DATASET RECORDS Start Marker

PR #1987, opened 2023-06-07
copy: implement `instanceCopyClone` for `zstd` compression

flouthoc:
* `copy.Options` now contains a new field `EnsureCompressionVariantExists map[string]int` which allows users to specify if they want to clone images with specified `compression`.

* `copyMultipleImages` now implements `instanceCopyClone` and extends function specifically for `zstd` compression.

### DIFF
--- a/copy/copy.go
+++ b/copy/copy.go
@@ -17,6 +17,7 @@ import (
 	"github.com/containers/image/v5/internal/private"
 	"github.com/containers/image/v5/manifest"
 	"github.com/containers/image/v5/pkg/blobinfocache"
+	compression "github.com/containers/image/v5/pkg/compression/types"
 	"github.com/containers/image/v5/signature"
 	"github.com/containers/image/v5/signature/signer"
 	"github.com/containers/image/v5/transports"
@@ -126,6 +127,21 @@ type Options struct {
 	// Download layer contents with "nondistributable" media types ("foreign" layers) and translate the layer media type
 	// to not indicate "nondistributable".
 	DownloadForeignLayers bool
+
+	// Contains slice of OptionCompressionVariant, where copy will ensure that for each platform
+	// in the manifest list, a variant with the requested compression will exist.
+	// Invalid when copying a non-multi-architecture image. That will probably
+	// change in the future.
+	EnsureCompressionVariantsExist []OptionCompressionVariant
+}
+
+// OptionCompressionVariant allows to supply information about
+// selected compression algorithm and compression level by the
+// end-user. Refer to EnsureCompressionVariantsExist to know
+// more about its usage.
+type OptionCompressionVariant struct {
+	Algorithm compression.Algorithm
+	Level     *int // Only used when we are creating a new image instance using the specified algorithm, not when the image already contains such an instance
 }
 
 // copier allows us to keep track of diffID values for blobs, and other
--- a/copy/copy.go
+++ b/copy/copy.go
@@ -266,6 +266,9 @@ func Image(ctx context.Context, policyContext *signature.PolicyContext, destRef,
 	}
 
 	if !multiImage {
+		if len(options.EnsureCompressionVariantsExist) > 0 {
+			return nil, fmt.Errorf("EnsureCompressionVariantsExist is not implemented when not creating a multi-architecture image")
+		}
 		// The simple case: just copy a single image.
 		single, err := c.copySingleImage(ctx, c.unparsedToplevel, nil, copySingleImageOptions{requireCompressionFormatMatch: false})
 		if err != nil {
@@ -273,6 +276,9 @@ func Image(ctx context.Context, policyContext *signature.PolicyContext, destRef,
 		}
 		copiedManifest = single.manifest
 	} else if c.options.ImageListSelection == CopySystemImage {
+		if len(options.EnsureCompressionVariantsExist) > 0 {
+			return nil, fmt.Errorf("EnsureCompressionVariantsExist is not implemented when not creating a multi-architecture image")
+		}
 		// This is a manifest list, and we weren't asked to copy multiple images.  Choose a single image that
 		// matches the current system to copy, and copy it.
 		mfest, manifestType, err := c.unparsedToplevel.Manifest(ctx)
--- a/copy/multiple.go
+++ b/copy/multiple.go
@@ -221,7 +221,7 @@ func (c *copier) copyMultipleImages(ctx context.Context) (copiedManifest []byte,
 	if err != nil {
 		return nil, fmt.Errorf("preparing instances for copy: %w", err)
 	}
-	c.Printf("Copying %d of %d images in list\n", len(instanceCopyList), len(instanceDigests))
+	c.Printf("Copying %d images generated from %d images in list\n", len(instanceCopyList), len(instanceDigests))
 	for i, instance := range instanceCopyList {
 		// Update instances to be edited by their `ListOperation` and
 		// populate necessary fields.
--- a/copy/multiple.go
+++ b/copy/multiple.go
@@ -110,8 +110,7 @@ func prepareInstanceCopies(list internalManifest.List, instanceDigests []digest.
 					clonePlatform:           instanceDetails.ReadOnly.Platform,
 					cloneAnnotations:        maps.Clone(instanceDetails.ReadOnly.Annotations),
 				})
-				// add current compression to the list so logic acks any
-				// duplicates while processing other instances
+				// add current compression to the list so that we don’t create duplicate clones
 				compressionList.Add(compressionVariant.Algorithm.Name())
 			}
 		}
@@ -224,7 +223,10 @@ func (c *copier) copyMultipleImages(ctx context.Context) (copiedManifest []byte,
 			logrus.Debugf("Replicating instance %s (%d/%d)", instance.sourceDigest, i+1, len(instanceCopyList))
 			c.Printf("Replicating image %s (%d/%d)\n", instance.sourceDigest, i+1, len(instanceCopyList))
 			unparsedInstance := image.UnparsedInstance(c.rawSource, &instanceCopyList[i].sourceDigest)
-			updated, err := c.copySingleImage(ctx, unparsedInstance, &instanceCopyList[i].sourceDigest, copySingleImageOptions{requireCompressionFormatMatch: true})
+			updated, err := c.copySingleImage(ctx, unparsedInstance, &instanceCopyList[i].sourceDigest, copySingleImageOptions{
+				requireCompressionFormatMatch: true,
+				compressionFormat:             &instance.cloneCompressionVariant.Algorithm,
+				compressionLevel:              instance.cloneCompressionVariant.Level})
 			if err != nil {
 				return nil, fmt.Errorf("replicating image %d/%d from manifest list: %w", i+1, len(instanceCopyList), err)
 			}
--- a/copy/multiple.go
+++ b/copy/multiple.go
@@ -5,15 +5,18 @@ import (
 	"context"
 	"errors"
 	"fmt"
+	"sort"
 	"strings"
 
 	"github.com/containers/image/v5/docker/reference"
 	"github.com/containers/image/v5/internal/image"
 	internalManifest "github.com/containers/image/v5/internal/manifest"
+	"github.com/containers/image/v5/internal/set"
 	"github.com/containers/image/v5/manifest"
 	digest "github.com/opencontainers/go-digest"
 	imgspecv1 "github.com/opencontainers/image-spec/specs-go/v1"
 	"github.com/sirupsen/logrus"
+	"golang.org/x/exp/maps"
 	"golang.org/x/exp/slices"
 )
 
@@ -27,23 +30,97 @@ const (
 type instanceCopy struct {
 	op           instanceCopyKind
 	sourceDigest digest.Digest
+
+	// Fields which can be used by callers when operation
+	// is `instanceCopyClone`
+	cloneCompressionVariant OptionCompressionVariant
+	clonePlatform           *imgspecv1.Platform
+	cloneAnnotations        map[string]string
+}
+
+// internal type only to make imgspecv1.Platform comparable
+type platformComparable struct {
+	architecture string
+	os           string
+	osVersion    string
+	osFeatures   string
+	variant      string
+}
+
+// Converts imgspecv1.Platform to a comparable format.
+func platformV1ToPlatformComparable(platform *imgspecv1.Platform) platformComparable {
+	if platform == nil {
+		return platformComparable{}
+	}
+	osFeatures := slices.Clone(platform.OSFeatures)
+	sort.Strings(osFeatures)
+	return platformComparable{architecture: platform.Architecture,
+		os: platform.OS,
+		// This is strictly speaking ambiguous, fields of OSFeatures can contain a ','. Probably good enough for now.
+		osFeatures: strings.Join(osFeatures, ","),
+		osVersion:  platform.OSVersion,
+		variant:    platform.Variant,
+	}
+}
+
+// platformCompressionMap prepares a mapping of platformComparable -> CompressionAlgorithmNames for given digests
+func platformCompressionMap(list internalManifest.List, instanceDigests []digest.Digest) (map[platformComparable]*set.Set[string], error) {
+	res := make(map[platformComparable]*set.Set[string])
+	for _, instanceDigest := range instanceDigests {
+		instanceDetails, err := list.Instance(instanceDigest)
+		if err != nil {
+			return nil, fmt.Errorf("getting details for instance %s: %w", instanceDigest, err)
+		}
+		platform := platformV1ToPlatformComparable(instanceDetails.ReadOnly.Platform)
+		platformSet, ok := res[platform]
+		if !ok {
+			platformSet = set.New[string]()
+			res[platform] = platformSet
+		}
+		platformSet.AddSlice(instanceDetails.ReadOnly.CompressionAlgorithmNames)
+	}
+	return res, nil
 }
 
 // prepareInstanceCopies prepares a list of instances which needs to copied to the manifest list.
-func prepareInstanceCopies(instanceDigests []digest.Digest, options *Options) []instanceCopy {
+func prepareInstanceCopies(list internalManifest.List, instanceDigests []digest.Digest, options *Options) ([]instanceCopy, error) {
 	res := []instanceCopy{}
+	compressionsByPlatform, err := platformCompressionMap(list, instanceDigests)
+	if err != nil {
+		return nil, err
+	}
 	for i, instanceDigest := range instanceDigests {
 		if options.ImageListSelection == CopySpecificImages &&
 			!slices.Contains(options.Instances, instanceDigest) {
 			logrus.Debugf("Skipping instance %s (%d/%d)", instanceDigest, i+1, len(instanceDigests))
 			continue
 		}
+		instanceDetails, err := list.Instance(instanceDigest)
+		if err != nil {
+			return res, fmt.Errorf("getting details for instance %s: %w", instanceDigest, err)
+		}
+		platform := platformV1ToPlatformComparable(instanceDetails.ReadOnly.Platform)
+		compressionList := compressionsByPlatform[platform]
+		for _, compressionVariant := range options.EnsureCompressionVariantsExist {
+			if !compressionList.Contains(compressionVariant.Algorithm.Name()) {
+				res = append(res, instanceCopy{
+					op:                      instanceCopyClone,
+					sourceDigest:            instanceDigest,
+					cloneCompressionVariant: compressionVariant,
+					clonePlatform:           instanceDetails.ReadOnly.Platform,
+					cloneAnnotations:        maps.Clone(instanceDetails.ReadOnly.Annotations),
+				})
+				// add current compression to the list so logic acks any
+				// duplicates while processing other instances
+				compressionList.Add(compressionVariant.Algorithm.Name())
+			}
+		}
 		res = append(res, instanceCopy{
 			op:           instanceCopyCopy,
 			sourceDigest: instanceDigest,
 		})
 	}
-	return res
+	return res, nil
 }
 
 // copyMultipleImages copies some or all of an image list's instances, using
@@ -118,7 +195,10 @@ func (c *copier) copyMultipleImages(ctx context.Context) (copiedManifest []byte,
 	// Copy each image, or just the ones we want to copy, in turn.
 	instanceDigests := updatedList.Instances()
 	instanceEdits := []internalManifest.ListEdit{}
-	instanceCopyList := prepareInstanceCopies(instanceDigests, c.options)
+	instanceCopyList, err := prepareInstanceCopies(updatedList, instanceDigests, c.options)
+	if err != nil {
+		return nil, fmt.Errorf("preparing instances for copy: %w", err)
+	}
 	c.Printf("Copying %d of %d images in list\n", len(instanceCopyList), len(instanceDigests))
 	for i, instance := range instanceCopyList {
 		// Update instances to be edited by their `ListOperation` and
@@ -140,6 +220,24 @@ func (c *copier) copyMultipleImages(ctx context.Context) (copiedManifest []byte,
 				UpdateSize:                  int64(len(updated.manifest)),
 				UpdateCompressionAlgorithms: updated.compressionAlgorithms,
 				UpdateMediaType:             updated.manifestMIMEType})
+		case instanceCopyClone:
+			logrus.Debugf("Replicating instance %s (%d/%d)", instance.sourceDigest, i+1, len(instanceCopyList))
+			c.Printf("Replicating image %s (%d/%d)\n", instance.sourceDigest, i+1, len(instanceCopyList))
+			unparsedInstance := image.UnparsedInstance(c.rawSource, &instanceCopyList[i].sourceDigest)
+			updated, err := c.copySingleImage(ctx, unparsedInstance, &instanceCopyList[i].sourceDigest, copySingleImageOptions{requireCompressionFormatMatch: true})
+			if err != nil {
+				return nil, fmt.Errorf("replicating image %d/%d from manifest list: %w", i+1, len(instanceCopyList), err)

DATASET RECORDS End Marker

Find the word "copier" in the entries above and gather every line that holds it.

**ANSWER TO THE EXERCISE:**
 // copier allows us to keep track of diffID values for blobs, and other
@@ -221,7 +221,7 @@ func (c *copier) copyMultipleImages(ctx context.Context) (copiedManifest []byte,
@@ -224,7 +223,10 @@ func (c *copier) copyMultipleImages(ctx context.Context) (copiedManifest []byte,
@@ -118,7 +195,10 @@ func (c *copier) copyMultipleImages(ctx context.Context) (copiedManifest []byte,
@@ -140,6 +220,24 @@ func (c *copier) copyMultipleImages(ctx context.Context) (copiedManifest []byte,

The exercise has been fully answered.